Parkinson’s disease (PD) pathogenesis may involve the epigenetic control of enhancers that modify neuronal functions. Here, we comprehensively examine DNA methylation at enhancers, genome-wide, in neurons of patients with PD and of control individuals. We find a widespread increase in cytosine modifications at enhancers in PD neurons, which is partly explained by elevated hydroxymethylation levels. In particular, patients with PD exhibit an epigenetic and transcriptional upregulation of TET2, a master-regulator of cytosine modification status. TET2 depletion in a neuronal cell model results in cytosine modification changes that are reciprocal to those observed in PD neurons. Moreover, Tet2 inactivation in mice fully prevents nigral dopaminergic neuronal loss induced by previous inflammation. Tet2 loss also attenuates transcriptional immune responses to an inflammatory trigger. Thus, widespread epigenetic dysregulation of enhancers in PD neurons may, in part, be mediated by increased TET2 expression. Decreased Tet2 activity is neuroprotective, in vivo, and may be a new therapeutic target for PD.

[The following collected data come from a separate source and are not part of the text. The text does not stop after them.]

Issue #622, opened 2025-09-02
SKEY derivation for EVP_PKEY and KDFs, PKCS#11 counterpart


beldmit:
**Describe the feature**
https://github.com/openssl/openssl/pull/28369 is merged to OpenSSL. It allows SKEY derivation for KDFs and key exchange, we need to implement the PKCS#11 counterpart and extend the openssl tests

**Expected behavior**
It should be possible to derive EVP_SKEY objects having a private key on a token and external peer, and use the derived key for ciphers and macs.

It should be possible to derive EVP_SKEY objects using token KDF implementations, and use the derived key for ciphers and macs.

PR #631, opened 2025-09-12
Implement SKEY derive for HKDF

simo5:
#### Description

Adapt the HKDF derive function to also provide the new SKEY interfaces allowing to use and return only key objects from the token.

This PR also adds skey management for Generic Secrets as well as the ability to export Generic Secrets if the token allows export.

Add test program to check HKDF works as expected.

This PR has been partially aided by Gemini to create the test program and some of the infrastructure needed by the tests code.

Implements the KDF part of #622 

#### Checklist

- [ ] ~Documentation updated~

#### Reviewer's checklist:

### DIFF
--- a/tests/meson.build
+++ b/tests/meson.build
@@ -162,7 +162,7 @@ tests = {
   'genkey': {'suites': all_suites},
   'pkey': {'suites': all_suites},
   'session': {'suites': all_suites},
-  'skey': {'suites': all_suites},
+  'skey': {'suites': ['softokn', 'kryoptic', 'kryoptic.nss']},
   'rand': {'suites': all_suites},
   'readkeys': {'suites': all_suites},
   'tls': {'suites': all_suites, 'is_parallel': false, 'timeout': 60},


src/kdf.c
```diff
@@ -189,46 +212,66 @@ static int inner_derive_key(P11PROV_CTX *ctx, P11PROV_OBJ *key,
...
+        params->bExtract = CK_TRUE;
+    } else {
+        params->bExtract = CK_FALSE;
+    }
+    if (hkdfctx->mode == EVP_KDF_HKDF_MODE_EXTRACT_AND_EXPAND
+        || hkdfctx->mode == EVP_KDF_HKDF_MODE_EXPAND_ONLY) {
+        params->bExpand = CK_TRUE;
+    } else {
+        params->bExpand = CK_FALSE;
+    }
```
Jakuje, line 232: wondering if the switch/case would not make it more readable. But not sure:
```suggestion
    switch (hkdfctx->mode) {
    case EVP_KDF_HKDF_MODE_EXTRACT_AND_EXPAND:
        params->bExtract = CK_TRUE;
        params->bExpand = CK_TRUE;
        break;
    case EVP_KDF_HKDF_MODE_EXTRACT_ONLY:
        params->bExtract = CK_TRUE;
        params->bExpand = CK_FALSE;
        break;
    case EVP_KDF_HKDF_MODE_EXPAND_ONLY:
        params->bExtract = CK_FALSE;
        params->bExpand = CK_TRUE;
        break;
    }
```

src/skeymgmt.c
```diff
@@ -302,4 +302,259 @@ const OSSL_DISPATCH p11prov_aes_skeymgmt_functions[] = {
...
+DISPATCH_SKEYMGMT_FN(generic_secret, gen_settable_params);
+DISPATCH_SKEYMGMT_FN(generic_secret, imp_settable_params);
+
+static void p11prov_generic_secret_free(void *key)
+{
+    P11PROV_debug("generic_secret free %p", key);
+    p11prov_obj_free((P11PROV_OBJ *)key);
+}
+
+static void *p11prov_generic_secret_import(void *provctx, int selection,
```
beldmit, line 319: Can't we somehow combine this function with the similar AES one?

src/skeymgmt.c
```diff
@@ -302,4 +302,259 @@ const OSSL_DISPATCH p11prov_aes_skeymgmt_functions[] = {
...
+{
+    P11PROV_OBJ *key = (P11PROV_OBJ *)keydata;
+
+    P11PROV_raise(p11prov_obj_get_prov_ctx(key), CKR_KEY_FUNCTION_NOT_PERMITTED,
+                  "Not exportable");
+
+    return RET_OSSL_ERR;
+}
+
+static void *p11prov_generic_secret_generate(void *provctx,
```
beldmit, line 491: And this

beldmit (approved):
Probably you should separate the common code for GENERIC/AES SKEYMGMTs to reduce the overall volume of the files. 

I'm also not sure about the default key purposes so leaving it up to you.

All this stuff, however, can be aligned later. LGTM.

src/skeymgmt.c
```diff
@@ -302,4 +302,367 @@ const OSSL_DISPATCH p11prov_aes_skeymgmt_functions[] = {
...
+        if (ret != RET_OSSL_OK) {
+            P11PROV_raise(ctx, CKR_KEY_INDIGESTIBLE, "Invalid data");
+            return NULL;
+        }
+        return p11prov_obj_from_typed_reference(reference, reference_sz,
+                                                CKK_GENERIC_SECRET);
+    }
+
+    /* Not a digestible secret key */
+    P11PROV_raise(ctx, CKR_KEY_INDIGESTIBLE, "Raw Bytes param unavailable");
```
Jakuje:
```suggestion
    P11PROV_raise(ctx, CKR_KEY_INDIGESTIBLE, "Raw Bytes nor reference param unavailable");
```

src/skeymgmt.c
```diff
@@ -302,4 +302,367 @@ const OSSL_DISPATCH p11prov_aes_skeymgmt_functions[] = {
...
+        if (param_cb(params, cbarg)) {
+            ret = RET_OSSL_OK;
+        }
+
+        /* Note: we MUST cache the attribute here, because the callback
+         * OpenSSL use expect the value to valid for the life of the key
+         * object and will just store the provided pointer. Therefore we need
+         * to keep value_attr.pValue alive as it will be used after this
+         * function returns. This mechanism works also as cache to avoid
+         * refecthing from the token multiple times. As multiple import/export
```
Jakuje:
```suggestion
         * re-fetching from the token multiple times. As multiple import/export
```

src/skeymgmt.c
```diff
@@ -302,4 +302,367 @@ const OSSL_DISPATCH p11prov_aes_skeymgmt_functions[] = {
...
+         * cycles may happen when a mize of legacy and SKEY functions are used
```
Jakuje: ?
```suggestion
         * cycles may happen when a mix of legacy and SKEY functions are used
```

src/skeymgmt.c
simo5: We could, but i prefer to keep them distinct until we have some more experinece on what are the common behaviors we want and what we don't want.
For example it is intentional that Generic Secrets can be exported while AES keys cannot (yet) right now.

src/kdf.c
simo5: This code just moved over form same allocations on the stack to this helper function, I do not want to change what it looks like in this patch set.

帕金森病 (PD) 的发病机制可能涉及改变神经元功能的增强子的表观遗传控制。在这里，我们全面检查了 PD 患者和对照个体神经元中全基因组增强子的 DNA 甲基化。我们发现 PD 神经元中增强子的胞嘧啶修饰普遍增加，部分原因是羟甲基化水平升高。特别是，PD 患者表现出TET2的表观遗传和转录上调，TET2是胞嘧啶修饰状态的主要调节因子。神经元细胞模型中的TET2耗竭导致胞嘧啶修饰变化，这与在 PD 神经元中观察到的变化相反。此外，Tet2小鼠的失活完全防止了先前炎症引起的黑质多巴胺能神经元丢失。Tet2缺失还会减弱对炎症触发的转录免疫反应。因此，PD 神经元中增强子的广泛表观遗传失调可能部分是由增加的TET2表达介导的。降低的Tet2活性在体内具有神经保护作用，可能是 PD 的新治疗靶点。